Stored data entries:
______________________________

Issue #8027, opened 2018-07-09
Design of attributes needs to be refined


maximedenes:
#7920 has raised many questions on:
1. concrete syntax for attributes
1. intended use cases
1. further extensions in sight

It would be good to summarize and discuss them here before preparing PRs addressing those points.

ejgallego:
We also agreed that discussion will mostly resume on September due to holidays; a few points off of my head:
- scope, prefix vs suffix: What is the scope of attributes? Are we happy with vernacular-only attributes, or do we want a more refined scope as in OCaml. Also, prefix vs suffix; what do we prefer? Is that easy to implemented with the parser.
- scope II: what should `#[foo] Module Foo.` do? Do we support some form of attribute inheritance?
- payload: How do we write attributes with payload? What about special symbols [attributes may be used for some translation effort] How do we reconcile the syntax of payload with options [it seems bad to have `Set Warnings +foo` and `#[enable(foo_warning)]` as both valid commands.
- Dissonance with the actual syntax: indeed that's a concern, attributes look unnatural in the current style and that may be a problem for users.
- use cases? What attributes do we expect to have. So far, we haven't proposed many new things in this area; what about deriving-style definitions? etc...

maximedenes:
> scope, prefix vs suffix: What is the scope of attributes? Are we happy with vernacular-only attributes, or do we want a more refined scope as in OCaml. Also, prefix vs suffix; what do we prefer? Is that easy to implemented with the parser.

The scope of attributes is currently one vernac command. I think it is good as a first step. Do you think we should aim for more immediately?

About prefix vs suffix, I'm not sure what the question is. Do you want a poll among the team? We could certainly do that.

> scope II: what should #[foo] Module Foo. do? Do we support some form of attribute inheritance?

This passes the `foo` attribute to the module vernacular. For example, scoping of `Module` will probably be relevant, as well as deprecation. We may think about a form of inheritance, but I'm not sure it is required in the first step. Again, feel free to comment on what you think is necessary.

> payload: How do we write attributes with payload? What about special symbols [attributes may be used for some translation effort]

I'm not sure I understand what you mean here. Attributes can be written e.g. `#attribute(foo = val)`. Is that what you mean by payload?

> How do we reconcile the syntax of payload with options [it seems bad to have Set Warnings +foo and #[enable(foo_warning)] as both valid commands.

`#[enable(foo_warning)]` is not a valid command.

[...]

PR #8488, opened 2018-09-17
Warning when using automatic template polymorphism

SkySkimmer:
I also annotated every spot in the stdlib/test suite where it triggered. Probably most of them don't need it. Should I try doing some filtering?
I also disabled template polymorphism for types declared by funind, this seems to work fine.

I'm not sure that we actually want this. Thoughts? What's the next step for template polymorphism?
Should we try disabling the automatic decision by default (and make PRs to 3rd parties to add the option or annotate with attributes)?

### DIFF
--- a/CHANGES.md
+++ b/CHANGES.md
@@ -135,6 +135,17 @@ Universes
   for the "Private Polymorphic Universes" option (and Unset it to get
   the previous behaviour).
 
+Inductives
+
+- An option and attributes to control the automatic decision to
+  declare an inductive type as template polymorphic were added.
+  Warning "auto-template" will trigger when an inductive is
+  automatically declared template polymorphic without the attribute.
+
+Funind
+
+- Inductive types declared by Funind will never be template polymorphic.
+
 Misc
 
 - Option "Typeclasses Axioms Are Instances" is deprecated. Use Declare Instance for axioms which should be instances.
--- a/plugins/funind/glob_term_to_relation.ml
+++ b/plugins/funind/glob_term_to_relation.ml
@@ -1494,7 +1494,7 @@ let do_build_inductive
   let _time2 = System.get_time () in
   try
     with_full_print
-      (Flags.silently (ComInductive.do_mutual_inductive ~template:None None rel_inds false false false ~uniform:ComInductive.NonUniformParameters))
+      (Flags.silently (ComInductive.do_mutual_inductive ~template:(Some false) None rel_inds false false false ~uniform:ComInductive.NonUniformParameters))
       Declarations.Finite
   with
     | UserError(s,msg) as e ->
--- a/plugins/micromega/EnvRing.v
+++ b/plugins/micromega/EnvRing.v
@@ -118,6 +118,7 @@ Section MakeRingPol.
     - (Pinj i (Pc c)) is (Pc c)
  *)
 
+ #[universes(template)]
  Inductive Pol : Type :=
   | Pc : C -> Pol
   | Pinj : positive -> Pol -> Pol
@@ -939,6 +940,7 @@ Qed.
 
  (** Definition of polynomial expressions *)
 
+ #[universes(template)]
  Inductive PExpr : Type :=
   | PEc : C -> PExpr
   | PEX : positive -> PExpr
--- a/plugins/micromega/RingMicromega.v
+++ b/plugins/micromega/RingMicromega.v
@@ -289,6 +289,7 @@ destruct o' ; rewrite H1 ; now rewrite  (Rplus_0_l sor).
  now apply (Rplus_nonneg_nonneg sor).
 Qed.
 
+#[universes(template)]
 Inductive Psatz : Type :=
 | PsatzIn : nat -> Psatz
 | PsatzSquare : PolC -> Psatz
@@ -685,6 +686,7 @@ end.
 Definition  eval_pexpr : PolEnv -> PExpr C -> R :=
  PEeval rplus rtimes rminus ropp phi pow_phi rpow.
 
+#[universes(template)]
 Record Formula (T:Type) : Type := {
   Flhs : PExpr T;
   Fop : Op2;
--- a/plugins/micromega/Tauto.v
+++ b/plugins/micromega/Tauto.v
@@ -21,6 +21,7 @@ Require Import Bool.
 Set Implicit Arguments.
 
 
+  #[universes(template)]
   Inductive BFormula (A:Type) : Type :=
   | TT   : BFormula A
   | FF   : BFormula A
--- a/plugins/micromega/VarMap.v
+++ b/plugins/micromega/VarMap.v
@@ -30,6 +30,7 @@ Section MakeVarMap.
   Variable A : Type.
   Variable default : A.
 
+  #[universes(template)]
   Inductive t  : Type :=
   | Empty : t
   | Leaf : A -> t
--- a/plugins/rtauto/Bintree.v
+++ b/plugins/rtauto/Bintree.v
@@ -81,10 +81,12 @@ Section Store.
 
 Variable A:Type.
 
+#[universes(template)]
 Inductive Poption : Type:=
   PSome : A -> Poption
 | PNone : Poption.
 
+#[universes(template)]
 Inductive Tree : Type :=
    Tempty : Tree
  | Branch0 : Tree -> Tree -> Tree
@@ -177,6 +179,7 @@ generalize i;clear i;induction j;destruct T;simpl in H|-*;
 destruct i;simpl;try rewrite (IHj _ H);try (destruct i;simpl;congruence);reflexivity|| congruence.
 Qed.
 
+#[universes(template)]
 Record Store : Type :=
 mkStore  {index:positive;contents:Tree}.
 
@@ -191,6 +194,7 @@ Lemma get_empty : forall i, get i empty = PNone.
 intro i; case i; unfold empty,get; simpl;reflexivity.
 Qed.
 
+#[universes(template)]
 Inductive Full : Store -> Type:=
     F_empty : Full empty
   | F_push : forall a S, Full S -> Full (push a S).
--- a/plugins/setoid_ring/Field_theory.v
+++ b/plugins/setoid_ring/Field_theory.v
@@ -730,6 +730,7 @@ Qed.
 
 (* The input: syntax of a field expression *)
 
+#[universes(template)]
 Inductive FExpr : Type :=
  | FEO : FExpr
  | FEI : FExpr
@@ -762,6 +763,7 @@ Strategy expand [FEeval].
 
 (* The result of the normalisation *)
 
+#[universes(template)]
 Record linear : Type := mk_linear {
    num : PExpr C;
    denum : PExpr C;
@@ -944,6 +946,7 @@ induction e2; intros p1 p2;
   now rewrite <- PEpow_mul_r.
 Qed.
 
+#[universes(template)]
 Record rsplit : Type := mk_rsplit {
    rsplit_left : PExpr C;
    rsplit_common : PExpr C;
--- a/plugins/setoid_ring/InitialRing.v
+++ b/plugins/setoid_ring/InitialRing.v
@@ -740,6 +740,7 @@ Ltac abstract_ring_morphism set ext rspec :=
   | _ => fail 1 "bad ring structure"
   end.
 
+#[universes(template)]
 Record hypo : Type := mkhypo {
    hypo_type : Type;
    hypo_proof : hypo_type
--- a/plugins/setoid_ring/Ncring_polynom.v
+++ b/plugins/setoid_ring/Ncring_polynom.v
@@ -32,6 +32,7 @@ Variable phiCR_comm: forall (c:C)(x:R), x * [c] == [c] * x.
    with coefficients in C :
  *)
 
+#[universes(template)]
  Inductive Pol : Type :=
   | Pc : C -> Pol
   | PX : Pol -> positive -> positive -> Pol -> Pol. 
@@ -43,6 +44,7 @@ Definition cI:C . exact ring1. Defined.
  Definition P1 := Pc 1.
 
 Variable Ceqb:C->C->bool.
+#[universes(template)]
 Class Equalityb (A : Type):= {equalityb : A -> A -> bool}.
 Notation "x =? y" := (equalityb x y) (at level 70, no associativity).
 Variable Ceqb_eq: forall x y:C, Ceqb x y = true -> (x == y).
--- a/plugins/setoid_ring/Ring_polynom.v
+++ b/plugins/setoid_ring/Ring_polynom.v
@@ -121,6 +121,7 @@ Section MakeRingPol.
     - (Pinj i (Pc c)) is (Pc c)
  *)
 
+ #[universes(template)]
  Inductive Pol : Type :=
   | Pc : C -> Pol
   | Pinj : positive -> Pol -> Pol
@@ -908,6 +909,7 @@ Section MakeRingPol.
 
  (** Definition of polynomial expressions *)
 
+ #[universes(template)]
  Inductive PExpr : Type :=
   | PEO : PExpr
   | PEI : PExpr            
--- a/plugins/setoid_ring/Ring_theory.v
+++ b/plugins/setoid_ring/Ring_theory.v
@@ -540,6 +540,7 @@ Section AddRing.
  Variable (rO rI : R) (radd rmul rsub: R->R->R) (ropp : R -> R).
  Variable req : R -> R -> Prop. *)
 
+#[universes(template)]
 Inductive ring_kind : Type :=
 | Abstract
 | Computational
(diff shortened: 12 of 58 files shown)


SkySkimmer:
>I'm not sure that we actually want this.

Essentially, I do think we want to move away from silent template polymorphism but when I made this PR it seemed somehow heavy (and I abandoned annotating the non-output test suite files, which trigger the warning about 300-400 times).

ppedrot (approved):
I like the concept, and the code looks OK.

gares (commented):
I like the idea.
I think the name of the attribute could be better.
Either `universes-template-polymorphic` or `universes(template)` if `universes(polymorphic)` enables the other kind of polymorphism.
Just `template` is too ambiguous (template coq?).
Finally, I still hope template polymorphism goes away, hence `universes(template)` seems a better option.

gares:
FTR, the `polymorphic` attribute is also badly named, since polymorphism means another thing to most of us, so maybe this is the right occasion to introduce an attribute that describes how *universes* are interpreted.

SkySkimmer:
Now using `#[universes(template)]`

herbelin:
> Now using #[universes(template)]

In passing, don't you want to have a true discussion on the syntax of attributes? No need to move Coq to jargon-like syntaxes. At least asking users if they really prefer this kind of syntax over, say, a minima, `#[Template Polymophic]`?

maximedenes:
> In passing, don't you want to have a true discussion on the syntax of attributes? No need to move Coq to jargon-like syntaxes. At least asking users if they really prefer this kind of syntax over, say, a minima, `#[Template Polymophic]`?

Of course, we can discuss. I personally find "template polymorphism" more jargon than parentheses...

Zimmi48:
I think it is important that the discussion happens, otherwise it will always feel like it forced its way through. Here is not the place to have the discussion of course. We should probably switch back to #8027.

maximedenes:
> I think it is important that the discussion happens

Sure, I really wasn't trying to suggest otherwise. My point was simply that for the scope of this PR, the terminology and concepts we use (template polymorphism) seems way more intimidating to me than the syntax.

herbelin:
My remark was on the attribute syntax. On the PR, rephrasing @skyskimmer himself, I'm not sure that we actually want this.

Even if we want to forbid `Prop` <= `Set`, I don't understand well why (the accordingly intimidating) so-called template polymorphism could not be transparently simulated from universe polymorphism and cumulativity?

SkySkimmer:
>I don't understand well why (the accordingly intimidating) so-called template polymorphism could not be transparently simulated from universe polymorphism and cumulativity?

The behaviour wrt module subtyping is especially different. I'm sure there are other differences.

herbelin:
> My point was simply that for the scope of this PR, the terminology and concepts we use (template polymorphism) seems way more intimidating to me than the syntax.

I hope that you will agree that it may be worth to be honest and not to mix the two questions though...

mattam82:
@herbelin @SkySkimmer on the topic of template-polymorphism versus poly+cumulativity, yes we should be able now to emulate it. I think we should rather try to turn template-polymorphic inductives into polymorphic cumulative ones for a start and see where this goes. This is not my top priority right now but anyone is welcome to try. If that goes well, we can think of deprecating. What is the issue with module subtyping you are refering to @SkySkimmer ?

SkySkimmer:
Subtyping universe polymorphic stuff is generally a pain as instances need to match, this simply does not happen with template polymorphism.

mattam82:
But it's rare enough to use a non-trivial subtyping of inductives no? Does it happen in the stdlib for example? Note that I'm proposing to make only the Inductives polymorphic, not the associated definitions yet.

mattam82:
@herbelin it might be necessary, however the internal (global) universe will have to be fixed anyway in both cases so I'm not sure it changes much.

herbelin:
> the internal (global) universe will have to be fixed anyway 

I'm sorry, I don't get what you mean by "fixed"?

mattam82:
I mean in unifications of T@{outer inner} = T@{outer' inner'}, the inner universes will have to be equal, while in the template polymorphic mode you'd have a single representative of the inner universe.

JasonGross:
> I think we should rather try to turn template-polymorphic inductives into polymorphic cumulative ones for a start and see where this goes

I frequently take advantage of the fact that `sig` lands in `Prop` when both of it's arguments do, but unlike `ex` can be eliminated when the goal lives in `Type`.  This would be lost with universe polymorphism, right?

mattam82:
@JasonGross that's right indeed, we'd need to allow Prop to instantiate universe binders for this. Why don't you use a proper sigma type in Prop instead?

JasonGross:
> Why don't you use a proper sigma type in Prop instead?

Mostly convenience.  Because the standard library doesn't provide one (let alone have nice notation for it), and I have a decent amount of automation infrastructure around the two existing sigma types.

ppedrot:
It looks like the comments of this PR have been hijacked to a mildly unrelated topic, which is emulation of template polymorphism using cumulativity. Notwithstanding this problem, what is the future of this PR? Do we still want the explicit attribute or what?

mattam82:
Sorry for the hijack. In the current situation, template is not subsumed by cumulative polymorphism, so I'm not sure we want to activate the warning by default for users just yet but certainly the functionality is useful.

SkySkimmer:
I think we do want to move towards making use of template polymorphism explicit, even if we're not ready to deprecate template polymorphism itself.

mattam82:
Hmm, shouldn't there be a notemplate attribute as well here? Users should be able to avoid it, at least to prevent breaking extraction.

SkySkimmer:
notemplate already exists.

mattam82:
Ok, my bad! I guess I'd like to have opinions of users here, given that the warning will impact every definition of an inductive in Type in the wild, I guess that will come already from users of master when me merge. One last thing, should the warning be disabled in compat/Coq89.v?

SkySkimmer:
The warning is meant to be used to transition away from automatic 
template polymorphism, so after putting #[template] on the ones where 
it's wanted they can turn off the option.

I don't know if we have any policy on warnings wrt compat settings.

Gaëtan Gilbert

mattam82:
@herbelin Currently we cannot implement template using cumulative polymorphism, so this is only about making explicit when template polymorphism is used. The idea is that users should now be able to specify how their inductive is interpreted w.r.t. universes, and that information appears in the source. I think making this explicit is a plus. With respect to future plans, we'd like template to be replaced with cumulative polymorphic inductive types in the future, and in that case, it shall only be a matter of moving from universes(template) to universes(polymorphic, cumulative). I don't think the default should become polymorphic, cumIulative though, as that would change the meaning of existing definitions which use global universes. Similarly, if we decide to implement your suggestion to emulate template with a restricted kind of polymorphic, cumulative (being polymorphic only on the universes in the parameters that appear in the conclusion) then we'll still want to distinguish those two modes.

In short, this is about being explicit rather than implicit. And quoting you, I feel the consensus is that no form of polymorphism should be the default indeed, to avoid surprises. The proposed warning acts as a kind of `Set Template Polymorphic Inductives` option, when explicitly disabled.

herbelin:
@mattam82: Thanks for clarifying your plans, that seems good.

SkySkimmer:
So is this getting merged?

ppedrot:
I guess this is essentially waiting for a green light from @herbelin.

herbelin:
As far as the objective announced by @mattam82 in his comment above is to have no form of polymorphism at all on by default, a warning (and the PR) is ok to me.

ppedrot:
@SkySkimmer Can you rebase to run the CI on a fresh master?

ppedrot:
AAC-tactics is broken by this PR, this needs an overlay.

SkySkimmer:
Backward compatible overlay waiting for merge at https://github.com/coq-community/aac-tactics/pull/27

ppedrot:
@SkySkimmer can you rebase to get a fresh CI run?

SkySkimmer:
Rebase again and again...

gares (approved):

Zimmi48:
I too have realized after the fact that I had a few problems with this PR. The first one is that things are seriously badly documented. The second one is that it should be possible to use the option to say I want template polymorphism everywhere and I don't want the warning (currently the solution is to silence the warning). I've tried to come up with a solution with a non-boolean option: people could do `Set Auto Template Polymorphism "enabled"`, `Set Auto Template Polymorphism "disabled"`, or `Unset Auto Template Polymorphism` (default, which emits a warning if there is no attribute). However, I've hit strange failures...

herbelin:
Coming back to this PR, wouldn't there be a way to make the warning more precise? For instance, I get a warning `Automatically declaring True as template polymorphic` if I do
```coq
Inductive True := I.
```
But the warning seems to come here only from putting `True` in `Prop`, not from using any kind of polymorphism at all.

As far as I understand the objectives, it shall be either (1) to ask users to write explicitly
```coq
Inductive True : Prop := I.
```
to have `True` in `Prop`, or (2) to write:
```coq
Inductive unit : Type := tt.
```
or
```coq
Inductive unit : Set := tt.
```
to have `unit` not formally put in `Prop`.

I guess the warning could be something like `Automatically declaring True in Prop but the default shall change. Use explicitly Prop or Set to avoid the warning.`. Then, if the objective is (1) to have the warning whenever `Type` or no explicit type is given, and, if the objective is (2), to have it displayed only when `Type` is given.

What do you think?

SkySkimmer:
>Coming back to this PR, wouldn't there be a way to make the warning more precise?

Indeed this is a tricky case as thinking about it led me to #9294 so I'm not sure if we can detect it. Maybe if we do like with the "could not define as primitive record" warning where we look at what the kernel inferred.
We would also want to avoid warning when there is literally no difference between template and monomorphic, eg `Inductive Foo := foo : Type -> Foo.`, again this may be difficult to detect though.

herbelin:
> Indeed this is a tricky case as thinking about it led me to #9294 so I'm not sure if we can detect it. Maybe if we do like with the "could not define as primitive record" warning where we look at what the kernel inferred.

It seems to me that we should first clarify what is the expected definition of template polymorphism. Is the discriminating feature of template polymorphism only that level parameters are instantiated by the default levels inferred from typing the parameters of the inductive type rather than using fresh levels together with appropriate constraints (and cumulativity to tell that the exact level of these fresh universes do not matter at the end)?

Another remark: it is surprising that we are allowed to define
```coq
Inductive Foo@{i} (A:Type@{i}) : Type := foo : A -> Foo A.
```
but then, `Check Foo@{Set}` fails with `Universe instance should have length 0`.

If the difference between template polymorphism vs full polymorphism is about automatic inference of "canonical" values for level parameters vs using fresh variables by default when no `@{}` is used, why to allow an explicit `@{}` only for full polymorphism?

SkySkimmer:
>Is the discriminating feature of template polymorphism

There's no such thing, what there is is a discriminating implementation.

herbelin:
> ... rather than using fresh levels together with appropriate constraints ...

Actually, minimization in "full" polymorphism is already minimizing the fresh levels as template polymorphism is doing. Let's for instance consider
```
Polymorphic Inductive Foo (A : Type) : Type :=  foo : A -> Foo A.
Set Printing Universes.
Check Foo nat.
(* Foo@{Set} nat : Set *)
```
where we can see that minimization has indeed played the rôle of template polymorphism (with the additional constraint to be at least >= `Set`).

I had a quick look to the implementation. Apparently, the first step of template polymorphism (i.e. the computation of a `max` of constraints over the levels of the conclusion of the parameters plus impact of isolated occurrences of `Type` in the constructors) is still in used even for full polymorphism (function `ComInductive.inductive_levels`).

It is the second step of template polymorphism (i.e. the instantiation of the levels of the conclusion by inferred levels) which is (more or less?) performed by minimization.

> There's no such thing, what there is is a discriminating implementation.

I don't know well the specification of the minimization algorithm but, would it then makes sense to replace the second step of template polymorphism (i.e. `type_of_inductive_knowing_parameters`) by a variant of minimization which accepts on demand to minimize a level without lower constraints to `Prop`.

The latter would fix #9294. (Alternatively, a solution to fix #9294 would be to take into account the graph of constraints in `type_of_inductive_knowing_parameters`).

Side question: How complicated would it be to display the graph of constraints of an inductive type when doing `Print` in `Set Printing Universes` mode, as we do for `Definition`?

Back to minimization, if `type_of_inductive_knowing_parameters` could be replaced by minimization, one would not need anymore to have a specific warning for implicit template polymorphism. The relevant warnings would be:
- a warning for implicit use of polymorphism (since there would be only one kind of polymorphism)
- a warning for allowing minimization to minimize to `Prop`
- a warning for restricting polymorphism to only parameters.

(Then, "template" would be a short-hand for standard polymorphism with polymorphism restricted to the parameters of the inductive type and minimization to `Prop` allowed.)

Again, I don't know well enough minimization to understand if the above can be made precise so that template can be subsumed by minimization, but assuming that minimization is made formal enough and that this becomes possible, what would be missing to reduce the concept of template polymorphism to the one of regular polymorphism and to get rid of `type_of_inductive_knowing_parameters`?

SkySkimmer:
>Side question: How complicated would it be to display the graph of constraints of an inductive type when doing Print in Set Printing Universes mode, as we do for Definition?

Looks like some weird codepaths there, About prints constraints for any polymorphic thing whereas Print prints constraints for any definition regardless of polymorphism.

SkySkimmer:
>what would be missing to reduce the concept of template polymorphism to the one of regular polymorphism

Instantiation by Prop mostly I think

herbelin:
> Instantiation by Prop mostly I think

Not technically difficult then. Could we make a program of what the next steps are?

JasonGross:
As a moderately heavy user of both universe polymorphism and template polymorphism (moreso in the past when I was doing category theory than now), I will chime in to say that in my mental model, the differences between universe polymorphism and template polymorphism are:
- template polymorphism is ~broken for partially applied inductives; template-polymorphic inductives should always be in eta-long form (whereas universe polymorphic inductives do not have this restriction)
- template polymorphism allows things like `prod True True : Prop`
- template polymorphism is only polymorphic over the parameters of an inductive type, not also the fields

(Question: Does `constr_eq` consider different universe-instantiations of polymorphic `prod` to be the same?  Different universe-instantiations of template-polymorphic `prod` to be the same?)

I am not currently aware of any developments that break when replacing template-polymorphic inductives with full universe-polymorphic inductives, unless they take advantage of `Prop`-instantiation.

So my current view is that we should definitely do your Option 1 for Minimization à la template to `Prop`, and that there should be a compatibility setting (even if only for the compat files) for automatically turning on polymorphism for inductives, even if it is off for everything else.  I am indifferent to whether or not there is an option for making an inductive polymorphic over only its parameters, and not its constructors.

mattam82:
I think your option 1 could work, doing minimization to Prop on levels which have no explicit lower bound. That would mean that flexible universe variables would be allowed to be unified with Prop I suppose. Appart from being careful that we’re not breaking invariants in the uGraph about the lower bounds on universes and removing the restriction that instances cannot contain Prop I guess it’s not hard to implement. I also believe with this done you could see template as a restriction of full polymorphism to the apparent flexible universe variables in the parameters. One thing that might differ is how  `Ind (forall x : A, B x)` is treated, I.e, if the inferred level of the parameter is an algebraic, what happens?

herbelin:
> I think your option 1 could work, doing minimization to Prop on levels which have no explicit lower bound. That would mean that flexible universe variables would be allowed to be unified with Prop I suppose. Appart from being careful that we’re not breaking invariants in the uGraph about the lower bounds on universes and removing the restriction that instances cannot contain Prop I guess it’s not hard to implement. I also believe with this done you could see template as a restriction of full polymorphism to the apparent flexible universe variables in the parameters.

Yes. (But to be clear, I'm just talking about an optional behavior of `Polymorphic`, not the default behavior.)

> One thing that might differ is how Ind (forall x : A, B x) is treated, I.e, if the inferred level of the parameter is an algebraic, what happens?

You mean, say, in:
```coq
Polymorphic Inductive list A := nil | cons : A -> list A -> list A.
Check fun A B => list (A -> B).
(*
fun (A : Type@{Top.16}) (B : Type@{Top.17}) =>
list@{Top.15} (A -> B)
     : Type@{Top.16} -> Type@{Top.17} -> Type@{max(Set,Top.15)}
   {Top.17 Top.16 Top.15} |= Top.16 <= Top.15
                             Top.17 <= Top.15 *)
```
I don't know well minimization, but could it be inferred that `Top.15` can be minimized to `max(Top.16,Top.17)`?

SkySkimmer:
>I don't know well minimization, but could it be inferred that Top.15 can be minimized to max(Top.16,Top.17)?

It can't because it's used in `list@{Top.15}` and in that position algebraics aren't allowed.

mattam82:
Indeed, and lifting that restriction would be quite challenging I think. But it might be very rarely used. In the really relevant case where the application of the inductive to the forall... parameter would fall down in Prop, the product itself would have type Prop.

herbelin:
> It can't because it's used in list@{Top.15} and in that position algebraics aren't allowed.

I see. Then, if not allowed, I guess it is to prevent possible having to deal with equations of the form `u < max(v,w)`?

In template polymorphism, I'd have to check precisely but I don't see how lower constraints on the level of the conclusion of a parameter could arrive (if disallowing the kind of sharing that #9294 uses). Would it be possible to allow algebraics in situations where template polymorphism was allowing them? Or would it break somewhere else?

______________________________

◆ WORK ORDER ◆
Up to and including the line with "We also agreed", restate the records above word for word from the very first line.

◆ RESULT OF THE TASK ◆
Issue #8027, opened 2018-07-09
Design of attributes needs to be refined


maximedenes:
#7920 has raised many questions on:
1. concrete syntax for attributes
1. intended use cases
1. further extensions in sight

It would be good to summarize and discuss them here before preparing PRs addressing those points.

ejgallego:
We also agreed that discussion will mostly resume on September due to holidays; a few points off of my head:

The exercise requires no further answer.